PR #805, opened 2024-03-08
Collapsible TA/Professor view

NIDHI2023:
### Summary

- added icons to collapse professor and TA lists

- editing and roles button now change color when the cursor hovers over them

Screen Shot 2024-03-07 at 9 37 53 PM

image

### Notes

- icons should appear when there is at least one person in the TA/Professor list, otherwise only "None" should be displayed

### Test Plan 

- Hover mouse over editing and roles button to see if they change
- Check that icons default to being collapsed
- Check that clicking icons toggles between collapsed and expanded list
- Change users to be different roles and see if the icons appear accordingly

### Checklist

- [ ] My PR adds a @ts-ignore

### DIFF
--- a/src/components/includes/AdminReadOnlyCourseCard.tsx
+++ b/src/components/includes/AdminReadOnlyCourseCard.tsx
@@ -1,9 +1,11 @@
-import React from 'react';
+import React, { useState } from 'react';
 import { useCourseProfessorMap, useCourseTAMap } from '../../firehooks';
+import { Icon } from 'semantic-ui-react';
 
 const AdminReadOnlyCourseCard = ({ course }: { readonly course: FireCourse }) => {
     const professorMap = useCourseProfessorMap(course);
     const taMap = useCourseTAMap(course);
+    const [collapsed, setCollapsed] = useState(true);
 
     return (
         <div>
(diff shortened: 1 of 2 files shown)


rgu0114 (changes requested):
Great work on this Nidhi! This is exactly what we were looking for, and it will help us navigate the admin page much more easily in the future. I also like how you added the hover effect to the edit mode/show roles buttons. 

One small change though that I know I didn't mention when we first assigned you this task but would improve how it looks. Could you show the first two professors and the first four TAs by default before the icons appear? Then have the icon appear below that list to expand it further. Now that I'm seeing a v1 for this, I think it looks a little off if we don't show any profs/TAs at all. 

Other than that, really good work and nice job making it through this fairly quickly!

burninglilies:
Great PR so far! In terms of functionality your code is good, the interactivity of hover over button feature was a great touch! I just have some comments about aesthetics, I agree with Richard that collapsing to a minimum of 4 TA's/Professors might be a bit better for aesthetic purpose, and the color of the hover button looks a little off to me since it doesn't go with the color scheme of the admin page. 

One small suggestion I have is looking into tertiary operators for conditional rendering so that you wouldn't have to use so many if statements. For example

Instead of 
`if (list.length <= defaultSize) {
 return <your code>
}
return <your code>
`

You could do
'(list.length <= defaultSize) ?
<your code if true> :
<your code if false>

============

EXERCISE GOAL: Of all the entries above, output exactly the lines between the one holding "- editing and" and the one holding "const professorMap = useCourseProfessorMap(course);", inclusive.

OUTPUT:
- editing and roles button now change color when the cursor hovers over them

Screen Shot 2024-03-07 at 9 37 53 PM

image

### Notes

- icons should appear when there is at least one person in the TA/Professor list, otherwise only "None" should be displayed

### Test Plan 

- Hover mouse over editing and roles button to see if they change
- Check that icons default to being collapsed
- Check that clicking icons toggles between collapsed and expanded list
- Change users to be different roles and see if the icons appear accordingly

### Checklist

- [ ] My PR adds a @ts-ignore

### DIFF
--- a/src/components/includes/AdminReadOnlyCourseCard.tsx
+++ b/src/components/includes/AdminReadOnlyCourseCard.tsx
@@ -1,9 +1,11 @@
-import React from 'react';
+import React, { useState } from 'react';
 import { useCourseProfessorMap, useCourseTAMap } from '../../firehooks';
+import { Icon } from 'semantic-ui-react';
 
 const AdminReadOnlyCourseCard = ({ course }: { readonly course: FireCourse }) => {
     const professorMap = useCourseProfessorMap(course);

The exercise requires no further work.